» Work request
Down to the last line, repeat the entries exactly.

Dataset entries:
PR #4978, opened 2025-02-25
Update types for Anthropic `computer_20250124` tool

ezhlobo:
A new Anthropic's tool `computer_20250124` came out with a new schema:

https://docs.anthropic.com/en/docs/agents-and-tools/computer-use#computer-tool

### DIFF
--- a/packages/anthropic/src/anthropic-tools.ts
+++ b/packages/anthropic/src/anthropic-tools.ts
@@ -245,6 +245,33 @@ function computerTool_20241022<RESULT>(options: {
   };
 }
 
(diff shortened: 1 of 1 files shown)


OBannon37:
This would also requiring enabling the new beta `betas.add('computer-use-2025-01-24');` in `packages/anthropic/src/anthropic-prepare-tools.ts`

ezhlobo:
@OBannon37 that is true, and I did that too within separate PR: https://github.com/vercel/ai/pull/4979

I decided to split them because for me those are different issues.

PR #5000, opened 2025-02-26
fix (provider/anthropic): add model setting to allow omitting reasoning content from model requests

shaper:
For the included example script with a tool call, claude 3 opus produces thinking-tagged content below which, when extracted with middleware into a `reasoning` part, produces `thinking` content. Anthropic API then throws an error on the request as it enforces a signature requirement on `thinking` content.

This change adds a `sendReasoning` model setting, defaulting to `true`. When set to `false`, we omit reasoning content from inclusion in model requests.

```
<thinking>
The user is asking for the weather in a specific location, San Francisco. The weather tool is directly relevant for answering this query.

Looking at the required parameters for the weather tool:
- location (required): The user directly provided the location of "San Francisco"

Since the required location parameter is present, we can proceed with calling the weather tool to get the forecast for San Francisco. No other tools are needed.
</thinking>
```

### DIFF
--- a/packages/anthropic/src/convert-to-anthropic-messages-prompt.ts
+++ b/packages/anthropic/src/convert-to-anthropic-messages-prompt.ts
@@ -251,12 +251,18 @@ export function convertToAnthropicMessagesPrompt({
               }
 
               case 'reasoning': {
-                anthropicContent.push({
-                  type: 'thinking',
-                  thinking: part.text,
-                  signature: part.signature!,
-                  cache_control: cacheControl,
-                });
+                // omit reasoning content if no signature is present. middleware
+                // could have extracted it from an older model's text content
+                // with no associated signature, and anthropic API
+                // requires signature presence even for older models.
+                if (part.signature) {
+                  anthropicContent.push({
+                    type: 'thinking',
+                    thinking: part.text,
+                    signature: part.signature,
+                    cache_control: cacheControl,
+                  });
+                }
                 break;
               }
 
--- a/packages/anthropic/src/convert-to-anthropic-messages-prompt.ts
+++ b/packages/anthropic/src/convert-to-anthropic-messages-prompt.ts
@@ -266,7 +266,8 @@ export function convertToAnthropicMessagesPrompt({
                 } else {
                   warnings.push({
                     type: 'other',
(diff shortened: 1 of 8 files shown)


lgrammel (approved):

packages/anthropic/src/convert-to-anthropic-messages-prompt.ts
```diff
@@ -251,12 +251,18 @@ export function convertToAnthropicMessagesPrompt({
...
+                // with no associated signature, and anthropic API
+                // requires signature presence even for older models.
+                if (part.signature) {
+                  anthropicContent.push({
+                    type: 'thinking',
+                    thinking: part.text,
+                    signature: part.signature,
+                    cache_control: cacheControl,
+                  });
+                }
```
lgrammel, line 265: We might want to add warnings, since we are omitting information some users might wonder about.

lgrammel (changes requested):
The current fix has downsides:
- silent swallowing of potential errors makes debugging hard
- removing fix is backwards compat breaking

Considering that the bug is for a very specific use case, I'd prefer an alternative design where we introduce a `sendThinking` (or similar) model option that defaults to true. When false, no thinking is forwarded.

packages/anthropic/src/convert-to-anthropic-messages-prompt.ts
shaper: Done.

shaper:
> The current fix has downsides:
> 
> * silent swallowing of potential errors makes debugging hard
> * removing fix is backwards compat breaking
> 
> Considering that the bug is for a very specific use case, I'd prefer an alternative design where we introduce a `sendThinking` (or similar) model option that defaults to true. When false, no thinking is forwarded.

Done. One note, the `signature: part.signature!` build-time assert in conversion is knowably not always valid at runtime, e.g. the example in this PR where we use middleware to extract `thinking` tags and there is no accompanying signature data. Even if one could view this as a provider-side model issue as a non-reasoning model is outputting `thinking` tags.

This makes me still wonder if we should also omit if signature is nullish, since it is in violation of the request spec.

We can consider the above for a later change as the current one is opt-in and addresses the immediate issue.

lgrammel (approved):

» Solution to the problem
PR #4978, opened 2025-02-25
Update types for Anthropic `computer_20250124` tool

ezhlobo:
A new Anthropic's tool `computer_20250124` came out with a new schema:

https://docs.anthropic.com/en/docs/agents-and-tools/computer-use#computer-tool

### DIFF
--- a/packages/anthropic/src/anthropic-tools.ts
+++ b/packages/anthropic/src/anthropic-tools.ts
@@ -245,6 +245,33 @@ function computerTool_20241022<RESULT>(options: {
   };
 }
 
(diff shortened: 1 of 1 files shown)


OBannon37:
This would also requiring enabling the new beta `betas.add('computer-use-2025-01-24');` in `packages/anthropic/src/anthropic-prepare-tools.ts`

ezhlobo:
@OBannon37 that is true, and I did that too within separate PR: https://github.com/vercel/ai/pull/4979

I decided to split them because for me those are different issues.

PR #5000, opened 2025-02-26
fix (provider/anthropic): add model setting to allow omitting reasoning content from model requests

shaper:
For the included example script with a tool call, claude 3 opus produces thinking-tagged content below which, when extracted with middleware into a `reasoning` part, produces `thinking` content. Anthropic API then throws an error on the request as it enforces a signature requirement on `thinking` content.

This change adds a `sendReasoning` model setting, defaulting to `true`. When set to `false`, we omit reasoning content from inclusion in model requests.

```
<thinking>
The user is asking for the weather in a specific location, San Francisco. The weather tool is directly relevant for answering this query.

Looking at the required parameters for the weather tool:
- location (required): The user directly provided the location of "San Francisco"

Since the required location parameter is present, we can proceed with calling the weather tool to get the forecast for San Francisco. No other tools are needed.
</thinking>
```

### DIFF
--- a/packages/anthropic/src/convert-to-anthropic-messages-prompt.ts
+++ b/packages/anthropic/src/convert-to-anthropic-messages-prompt.ts
@@ -251,12 +251,18 @@ export function convertToAnthropicMessagesPrompt({
               }
 
               case 'reasoning': {
-                anthropicContent.push({
-                  type: 'thinking',
-                  thinking: part.text,
-                  signature: part.signature!,
-                  cache_control: cacheControl,
-                });
+                // omit reasoning content if no signature is present. middleware
+                // could have extracted it from an older model's text content
+                // with no associated signature, and anthropic API
+                // requires signature presence even for older models.
+                if (part.signature) {
+                  anthropicContent.push({
+                    type: 'thinking',
+                    thinking: part.text,
+                    signature: part.signature,
+                    cache_control: cacheControl,
+                  });
+                }
                 break;
               }
 
--- a/packages/anthropic/src/convert-to-anthropic-messages-prompt.ts
+++ b/packages/anthropic/src/convert-to-anthropic-messages-prompt.ts
@@ -266,7 +266,8 @@ export function convertToAnthropicMessagesPrompt({
                 } else {
                   warnings.push({
                     type: 'other',
(diff shortened: 1 of 8 files shown)


lgrammel (approved):

packages/anthropic/src/convert-to-anthropic-messages-prompt.ts
```diff
@@ -251,12 +251,18 @@ export function convertToAnthropicMessagesPrompt({
...
+                // with no associated signature, and anthropic API
+                // requires signature presence even for older models.
+                if (part.signature) {
+                  anthropicContent.push({
+                    type: 'thinking',
+                    thinking: part.text,
+                    signature: part.signature,
+                    cache_control: cacheControl,
+                  });
+                }
```
lgrammel, line 265: We might want to add warnings, since we are omitting information some users might wonder about.

lgrammel (changes requested):
The current fix has downsides:
- silent swallowing of potential errors makes debugging hard
- removing fix is backwards compat breaking

Considering that the bug is for a very specific use case, I'd prefer an alternative design where we introduce a `sendThinking` (or similar) model option that defaults to true. When false, no thinking is forwarded.

packages/anthropic/src/convert-to-anthropic-messages-prompt.ts
shaper: Done.

shaper:
> The current fix has downsides:
> 
> * silent swallowing of potential errors makes debugging hard
> * removing fix is backwards compat breaking
> 
> Considering that the bug is for a very specific use case, I'd prefer an alternative design where we introduce a `sendThinking` (or similar) model option that defaults to true. When false, no thinking is forwarded.

Done. One note, the `signature: part.signature!` build-time assert in conversion is knowably not always valid at runtime, e.g. the example in this PR where we use middleware to extract `thinking` tags and there is no accompanying signature data. Even if one could view this as a provider-side model issue as a non-reasoning model is outputting `thinking` tags.

This makes me still wonder if we should also omit if signature is nullish, since it is in violation of the request spec.

We can consider the above for a later change as the current one is opt-in and addresses the immediate issue.

lgrammel (approved):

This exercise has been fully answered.